_REQUIRED ACTION_
Repeat the material below exactly, line for line.

╔══

PR #513, opened 2024-01-15
Advise users to check GAMS log file

### LINKED ISSUE #511: Advise users to check GAMS log file
https://github.com/iiasa/ixmp/blob/e764f63c38d8327f41c7f9c81318552695de06a2/ixmp/model/gams.py#L195-L224

As suggested by @volker-krey, upon GAMS errors, users should not only check the `.lst` file, but also the `.log` file. I'm not entirely sure what the exact name of these files is, but we can most likely add a line here that checks if such a file exists and points the user to it.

╚══

_OUTPUT FOR THIS EXERCISE_
PR #513, opened 2024-01-15
Advise users to check GAMS log file

### LINKED ISSUE #511: Advise users to check GAMS log file
https://github.com/iiasa/ixmp/blob/e764f63c38d8327f41c7f9c81318552695de06a2/ixmp/model/gams.py#L195-L224

As suggested by @volker-krey, upon GAMS errors, users should not only check the `.lst` file, but also the `.log` file. I'm not entirely sure what the exact name of these files is, but we can most likely add a line here that checks if such a file exists and points the user to it.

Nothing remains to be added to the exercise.